Techniques to help overwhelmed clients

Here are a few techniques I recommend that coaches learn to help regulate an overwhelmed coachee:

  1. Grounding techniques such as supporting the coachee to continually bring their attention and awareness to the felt sense of their feet on the floor — and their experience of feeling grounded.
  2. Using external sensory anchors: guiding the coachee to pay attention to what they are seeing or hearing in the present moment, and to stay with the experience of what they are seeing or hearing.
  3. Coherent breathing techniques: guiding a coachee to focus on the experience of their breathing, encouraging them to place their hand on their belly so they can feel their breath in their diaphragm, and introducing a count of three or five for the inbreath and a count of three or five for the outbreath. (It’s important that the count is balanced and the same goes for the inbreath or outbreath.) After a period of time, the coach can then encourage the coachee to extend the count of the exhalation to help engage their parasympathetic nervous system.

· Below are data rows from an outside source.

PR #9600, opened 2025-10-30
Refactor JsonRpcService.ExecuteAsync

benaadams:
## Changes

- Split JsonRpcService.ExecuteAsync into multiple methods as is of a confusing size and hard to workout where the action is
- More the non-async Parameter perpetration to own method
- Single catch and then handle the exceptions via pattern matching in own method
- Optimize DeserializeParameters

- [x] Optimization
- [x] Refactoring

#### Requires testing

- [x] No

### DIFF
--- a/src/Nethermind/Nethermind.JsonRpc/JsonRpcService.cs
+++ b/src/Nethermind/Nethermind.JsonRpc/JsonRpcService.cs
@@ -2,7 +2,6 @@
 // SPDX-License-Identifier: LGPL-3.0-only
 
 using System;
-using System.Collections.Concurrent;
 using System.Collections.Generic;
 using System.Linq;
 using System.Reflection;
@@ -398,7 +397,7 @@ public class JsonRpcService : IJsonRpcService
             {
                 if (!_reparseReflectionCache.TryGetValue(paramType, out bool reparseString))
                 {
-                    reparseString = CreateNewCacheEntry(paramType); 
+                    reparseString = CreateNewCacheEntry(paramType);
                 }
 
                 executionParam = reparseString


flcl42 (approved):

src/Nethermind/Nethermind.JsonRpc/JsonRpcService.cs
```diff
@@ -377,72 +414,36 @@ private void LogRequest(string methodName, JsonElement providedParameters, Expec
...
-                        state.hasMissing = true;
-                    }
-
-                    return state;
-                });
-            }
+        bool hasMissing = missingParamsCount != 0;
+        int i = 0;
+        var enumerator = providedParameters.EnumerateArray();
+        while (enumerator.MoveNext())
```
LukaszRozmej, line 455: no parallel?

src/Nethermind/Nethermind.JsonRpc/JsonRpcService.cs
```diff
@@ -363,8 +395,13 @@ private void LogRequest(string methodName, JsonElement providedParameters, Expec
         {
             if (providedParameter.ValueKind == JsonValueKind.String)
             {
-                JsonConverter converter = EthereumJsonSerializer.JsonOptions.GetConverter(paramType);
-                executionParam = converter.GetType().Namespace.StartsWith("System.", StringComparison.Ordinal)
+                bool reparseString = _reparseReflectionCache.GetOrAdd(paramType, static type =>
```
LukaszRozmej: Adds here will be sparse, maybe better normal Dictionary with GetValueRefOrNullRef and ReaderWriterLock?


ChatGpt says not to do `GetOrAdd`:

https://chatgpt.com/s/t_690346ed55188191beaf495ce5f621fd

LukaszRozmej: Claude 4.5 doesn't agree:

```
Yes, even with many, many reads, **ConcurrentDictionary can become competitive or even better once writes exceed ~5-10%** of operations. Here's why this is counterintuitive:

## The Problem with ReaderWriterLockSlim Under Write Pressure

When a write lock is requested:
1. **All new readers are blocked immediately** - they queue up waiting
2. The writer waits for existing readers to finish
3. Writer executes (exclusive access)
4. All queued readers can finally proceed

So even if you have 1000 reads and 10 writes (99% reads), those 10 writes will cause **reader pile-ups** where hundreds of readers get blocked waiting for the write lock.

## ConcurrentDictionary's Advantage

ConcurrentDictionary uses **fine-grained locking** (lock striping):
- Only the specific bucket being written to is locked
- Readers accessing other buckets proceed unimpeded
- Modern implementations use lock-free techniques for reads in many cases
- No global "stop the world" moment for writes

## The Crossover Point

The exact threshold depends on:
- **Contention level**: How many threads?
- **Lock hold time**: How long do writes take?
- **Hardware**: Cache coherency costs, core count

In my experience:
- **<5% writes, low contention**: Dictionary + RWLockSlim wins
- **5-10% writes, moderate contention**: Roughly equal, depends on specifics
- **>10% writes, high contention**: ConcurrentDictionary wins

## Still Read-Heavy Champions

If you truly have <1% writes and many readers, Dictionary + ReaderWriterLockSlim with `GetValueRefOrNullRef` is still king. The performance gap for pure reads is significant - often 2-3x faster.

**Bottom line**: "Writes are rare" matters less than "writes are rare *and* there's not much read contention when writes happen." If you have 100 threads hammering reads and occasional writes, the write-induced pile-ups hurt more than you'd expect.
```

src/Nethermind/Nethermind.JsonRpc/JsonRpcService.cs
```diff
@@ -106,6 +108,75 @@ private Task<JsonRpcResponse> ExecuteRequestAsync(JsonRpcRequest rpcRequest, Jso
...
+        }
+        bool returnImmediately = methodName != GetLogsMethodName;
+        Action? returnAction = returnImmediately ? null : () => _rpcModuleProvider.Return(methodName, rpcModule);
+        IResultWrapper? resultWrapper = null;
+        try
+        {
+            // Execute method
+            object invocationResult = hasMissing ?
+                method.MethodInfo.Invoke(rpcModule, parameters) :
+                method.Invoker.Invoke(rpcModule, new Span<object?>(parameters));
```
LukaszRozmej, line 132: Can we make it faster in any way? Compile to delegates?

src/Nethermind/Nethermind.JsonRpc/JsonRpcService.cs
benaadams: "In my experience" Claude  is such a bs merchant

src/Nethermind/Nethermind.JsonRpc/JsonRpcService.cs
benaadams: Path doesn't even get hit for new payload

src/Nethermind/Nethermind.JsonRpc/JsonRpcService.cs
benaadams: Will look into it the `method.Invoker` path is pretty fast (MethodInfo one is slow)
image

src/Nethermind/Nethermind.JsonRpc/JsonRpcService.cs
benaadams: Switched to dictionary swap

A final and important consideration is of course your own capacity as a coach to sit and be with the coachee’s overwhelm. If you have not built your capacity to be with stronger emotional responses — as we know, emotions are contagious — you are likely to become overwhelmed yourself. To help you with reflect further on how you are building your own capacity we could recommend reading our post on grounding exercises for coaches.

Sources:

  • The Mindful Therapist by Daniel Siegel.